== Data block ==
*** Block opens ***

PR #879, opened 2020-07-23
improve unsolicited translation avoidance

### LINKED ISSUE #876: tal:content and tal:replace are sometimes treated as to be translated

d-maurer:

*** Block closes ***

== Try it ==
Write out the lines of the listing from the one with "improve unsolicited translation avoidance" to the very end, inclusive, exactly as they appear and with nothing added.

== Reply ==
improve unsolicited translation avoidance

### LINKED ISSUE #876: tal:content and tal:replace are sometimes treated as to be translated

d-maurer:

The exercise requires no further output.